Not surprisingly, the immersion class has been hugely popular, and ‘signups’ more than tripled capacity. With such an outpouring of enthusiasm for the program, they are adding a ‘How to Build a 3D Printer’ camp for the summer of next year so as not to leave out additional applicants.

As an example of the wonders of this type of program, Zoe, a tenth-grader, is highlighted after working as a teaching assistant last year in the Immersion Program. She actually ‘cascaded’ her knowledge to a nearby school as well because they did not have similar resources. Going so far as to organize a complete outreach program for the other school, Zoe was able to pass on the same enthusiasm and excitement to an entirely separate group of students in giving them an intro to 3D printing and information about why a STEAM curriculum is so important for today’s education.

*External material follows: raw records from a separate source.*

Issue #243, opened 2017-08-22
Slate Watch Error: Transfer Failed: File(s) failed to upload to store. See log notes above.


ConduciveMammal:
### Problem

I've been in a situation where I've had to move my theme directory to and from BitBucket to pass work to colleagues and to work from home. After they've downloaded all of the files and attempted to start working, they use `slate watch` and it all starts fine, but as soon as they save a file, Slate CLI produces this error: `Transfer Failed: File(s) failed to upload to store. See log notes above.`. 
I looked in `deploy.log` but it seems it was empty. I figured it was a mismatch in differing Node/Slate versions. Now I'm on my home computer, downloaded from BitBucket, and I'm too now seeing this error whenever I try to push a new change to the store.

![image](https://user-images.githubusercontent.com/18140157/29590403-8d02e484-8791-11e7-980d-aeb6649cac30.png)

### More Information

Running `node -v` says my node version is v6.11.0
Running `npm -v` says my NPM version is 5.3.0
Running `slate -v` says my Slate version is 0.11.0

carlosepp:
facing the same issue

carlosepp:
fixed by wiping out `node_modules` and slate start again

iamkeir:
Having same issue - colleague pulled down repo, ran `npm install`, ran `slate start`, everything begins running fine. However, when saving a file, we receive `Transfer Failed: File(s) failed to upload to store. See log notes above.` ...but no notes above.

`node -v` v8.8.1
`npm -v` v5.4.2
`slate -v` v0.13.0

Does `package-lock.json`, `deploy.log` or `theme.lock` have any impact on this? If so I can post the contents of them. Quite a critical issue as we are struggling to get setup for working together.

ConduciveMammal:
I can’t remember how I got passed the issue, if I remember rightly, my colleague’s and I had different versions of some packages, try and update them all on both yours and their machines and see if that helps.

iamkeir:
@ConduciveMammal thanks - will explore this (nice username btw).

Weirdly, we managed to get my colleague up and running by deleting `node_modules`, changing to Node v6 then running `npm install`. Problem is, now **_I_** am the one with the issue!

Will report back.

iamkeir:
Right, it seems to be working now - not sure which thing did it but I did the following:

1. Delete `node_modules`, `package-lock.json`, `deploy.log` and `theme.lock` if you have them
2. Switch to Node `v6`
[...]

PR #366, opened 2017-12-12
Make sure we log errors on watch command

t-kelly:
Fixes https://github.com/Shopify/slate/issues/243

Its not possible to see error details if the error thrown by the Themekit child process is not a string. This makes sure that we log all watch errors in the deploy log, including those which are not strings.

### DIFF
--- a/packages/slate-tools/src/tasks/includes/messages.js
+++ b/packages/slate-tools/src/tasks/includes/messages.js
@@ -36,7 +36,7 @@ const messages = {
 
   logTransferFailed: (errMsg) => {
     gutil.log('Transfer Failed:',
-      gutil.colors.yellow(`${typeof errMsg === 'string' ? errMsg : 'File(s) failed to upload to store. See log notes above.'}`),
+      gutil.colors.yellow(`${typeof errMsg === 'string' ? errMsg : 'File(s) failed to upload to store. See log notes in deploy.log'}`),
     );
   },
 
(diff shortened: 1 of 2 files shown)


packages/slate-tools/src/tasks/includes/messages.js
```diff
@@ -64,6 +64,16 @@ const messages = {
     return timestamp + action + amount + fileList;
   },
 
+  logDeployErrors: (cmd, files, err) => {
```
NathanPJF: Most of this code is the same as `logDeploys()`.  What about modifying that existing function to check for the presence of an `err`?

```js
logDeploys: (cmd, files, err) {
  const timestamp = `Deploy ${err ? 'error' : 'done'} @ ${new Date()}. `;
  const action = cmd === 'upload' ? 'added/changed ' : 'removed ';
  const amount = `${files.length} file(s): `;
  const fileList = `${files.join(', ')}.\n`;

  let logMessage = timestamp + action + amount + fileList;

  if (err) { logMessage += `${err} \n`}
  
  return logMessage;
}
```

tgdev:
@NathanPJF @t-kelly 

Any idea on if/when this will get merged in? Struggling with Cli telling me "File changes successfully synced to store" when updating `.scss` files but seeing broken local page.

Do you know of a temp work around to get an idea of being alerted to any possible sass errors in the meantime?

PR #388, opened 2018-01-26
Add support for type array in slate config

mmorissette:
Add support for type `array` in the `slate-config` package. Also added an `extractType` function so that we can easily extend the types supported by `slate-config`

### How is this accomplished
Add specific check for type `array` in `slate-config` schema validation.

### Checklist

For maintainers:


mmorissette:
@t-kelly I added a test to check that schema values of type `array` are validated properly. Can I get a second look from you 🙏

PR #413, opened 2018-02-26
Slate tools refactor

t-kelly:

Refactor `@shopify/slate-tools` package so that it will be easy to add additional tools like ESLint, Stylelint, and Prettier.

Changes `slate.config.js` to be namespaced by their package, for example:
```js
{
  cssVarLoaderEnable: false
}
```
is now
```js
{
  slateCssVarLoader: {
    cssVarLoaderEnable: false
  }
}
```

@mmorissette mind checking if the changes to `@shopify/slate-config` don't break CSS Var Loader?


t-kelly:
@mmorissette I realized I didn't have slate-tools properly linked when testing 😅 

Pushed some fixes. Mind giving it another shot? Your webpack config doesn't need to change.

Will work on adding some tests now.

t-kelly:
Webpack configs have been moved to:
```
{
  slateTools: {
    extends: {
      dev: { ... },
      prod: { ... }
    }
}
```

packages/slate-tools/tools/webpack/get-user-webpack-config.js
```diff
@@ -1,5 +1,5 @@
 /* eslint-disable global-require, import/no-dynamic-require */
-const {getSlateConfig} = require('@shopify/slate-config');
+const config = require('../../slate-tools.config');
```
mmorissette: This is loading the package schema and not the actual user config. Because of this, when trying to build a theme, it does not consider my config and therefore does not run my webpack extends.

t-kelly: Really need to add tests to this package...

t-kelly: This is hooked up correctly. What I forgot is to add `extends` to the schema.

t-kelly:
@mmorissette okay `extend` values in `slate.config.js` SHOULD be applied now.

packages/slate-tools/tools/webpack/get-user-webpack-config.js
mmorissette: 🤦‍♂️ my bad @t-kelly, you are correct.

PR #446, opened 2018-03-20
Fix Node version check and error

t-kelly:
Previously, the JS file that checked what version of Node was running was using JS language features available only in Node 6+. This caused a runtime error when the file was run in Node <6.

Switch out Node 6+ features for equivalent legacy alternatives so the Node version warning can be displayed. Disable ESLint so that Prettier does not apply ES6 formatting.


NathanPJF:
Thanks @t-kelly - sorry I was slow on the review 😅

Issue #585, opened 2018-05-23
Fill in analytics email with an .env variable


markdavies:
### Problem

Sometimes we like to run the slate deploy commands from a deployment service (ie run a script and not have human input). In v1 this means that deployment halts when the analytics question is asked.

It would be great if we could use an .env variable (or pass a value somehow) to auto-answer this question?

t-kelly:
That is a brilliant idea!

Issue #552, opened 2018-05-14
User cannot opt-out of Slate Analytics


madma:
### Problem

User is not offered the option of opting out of Slate Analytics, nor does analytics "opt-out" seem to be a feature that has been built-in yet hidden at this time, after inspecting relevant source code: slate/packages/slate-analytics/index.js (last commit affecting this file: https://github.com/Shopify/slate/commit/e8b5b1d590a2052daa891ed22fbf2606cf7be011).

This is misleading, as the documentation suggests that a user is able to opt-out of analytics: https://github.com/Shopify/slate/wiki/Slate-Analytics (last commit: 7ebceb3).

### Replication steps

1. Run `yarn create slate-theme my-new-theme`
2. User is prompted for email to provide consent for analytics.
3. There is no option for user to use Slate without consenting to analytics.
4. On Mac: `cmd + c` to interrupt the theme scaffold script.
5. An empty theme folder is generated.

t-kelly:
@madma This was a choice the team made for pre-releases of Slate v1. We intend to make analytics optional when we release the final version of Slate 1.0.0.

PR #592, opened 2018-05-24
Add SLATE_USER_EMAIL env variable for slate-analytics

t-kelly:

Fixes https://github.com/Shopify/slate/issues/585
Related https://github.com/Shopify/slate/issues/552

Adds a new environment variable `SLATE_USER_EMAIL` to `@shopify/slate-env`. When setting this value to a valid email, `@shopify/slate-analytics` will use it to consent to data collection instead of prompting the user.

cc @markdavies

### DIFF
--- a/packages/slate-analytics/__tests__/index.test.js
+++ b/packages/slate-analytics/__tests__/index.test.js
@@ -1,3 +1,5 @@
+/* eslint-disable no-process-env */
+
 jest.mock('../prompt');
 jest.mock('axios');
 
@@ -98,6 +100,24 @@ describe('init()', () => {
       expect(config.tracking).toBe(true);
       expect(rc.get().tracking).toBe(true);
       expect(config.trackingVersion).toBe(packageJson.trackingVersion);
+    });
+  });
+
+  describe('skips prompting new user for tracking consent', () => {
+    test('if SLATE_USER_EMAIL environment variable is set to a valid email', async () => {
+      const analytics = require('../index');
+      const prompt = require('../prompt');
+      const mock = require('mock-fs');
+
+      process.env.SLATE_USER_EMAIL = 'test@email.com';
+
+      mock();
+
+      await analytics.init();
+
+      expect(prompt.forNewConsent).not.toHaveBeenCalled();
+
+      delete process.env.SLATE_USER_EMAIL;
     });
   });
 });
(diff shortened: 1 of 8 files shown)


packages/slate-analytics/prompt.js
```diff
@@ -2,16 +2,14 @@ const inquirer = require('inquirer');
...
 const question = {
   type: 'input',
   name: 'email',
   message: 'To continue, please enter your email address:',
   validate: (input) => {
-    const re = /^(([^<>()[\]\\.,;:\s@"]+(\.[^<>()[\]\\.,;:\s@"]+)*)|(".+"))@((\[[0-9]{1,3}\.[0-9]{1,3}\.[0-9]{1,3}\.[0-9]{1,3}\])|(([a-zA-Z\-0-9]+\.)+[a-zA-Z]{2,}))$/;
-    return re.test(String(input).toLowerCase())
-      ? true
-      : 'Email not valid. Please try again.';
+    return validateEmail(input) ? true : 'Email not valid. Please try again.';
```
chrisberthe: Same thing but could do this instead:
```js
return validateEmail(input) || 'Email not valid. Please try again.';
```

packages/slate-env/__tests__/index.test.js
```diff
@@ -14,6 +14,7 @@ const TEST_ENV = {
   [config.envPasswordVar]: '123456789',
   [config.envThemeIdVar]: '987654321',
   [config.envIgnoreFilesVar]: 'config/settings_data.json',
+  [config.envUserEmail]: 'thomas.kelly@shopify.com',
```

“The response from the students during the first class was incredible,” said Zoe. “Their awe and curiosity, their excitement about the possibilities, and their interest as to how the 3D printers worked allowed me to experience the same wonder I felt when I first saw a 3D printer in action.”

For this past year, they were able to open the class up to over 100 elementary students. Now that’s a true example of the cascading learning experience as inspiration trickles down from other souls who have just learned something amazing themselves.

Printrbot, Simplify3D, BuildTak, and Polymaker have all contributed resources and materials to the Oakwood Immersion Program.